> **Stored data**:
☆ ☆ ☆

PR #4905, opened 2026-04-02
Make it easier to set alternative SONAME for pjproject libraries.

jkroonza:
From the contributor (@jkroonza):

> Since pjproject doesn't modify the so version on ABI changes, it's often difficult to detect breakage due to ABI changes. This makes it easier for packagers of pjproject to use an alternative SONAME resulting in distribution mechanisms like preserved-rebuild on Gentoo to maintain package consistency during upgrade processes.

☆ ☆ ☆

> **Task to carry out**: The lines to quote run from the one containing "From the contributor" through the final line of the material above; please give them exactly, both ends included, and nothing else.

> **Your solution**:
From the contributor (@jkroonza):

> Since pjproject doesn't modify the so version on ABI changes, it's often difficult to detect breakage due to ABI changes. This makes it easier for packagers of pjproject to use an alternative SONAME resulting in distribution mechanisms like preserved-rebuild on Gentoo to maintain package consistency during upgrade processes.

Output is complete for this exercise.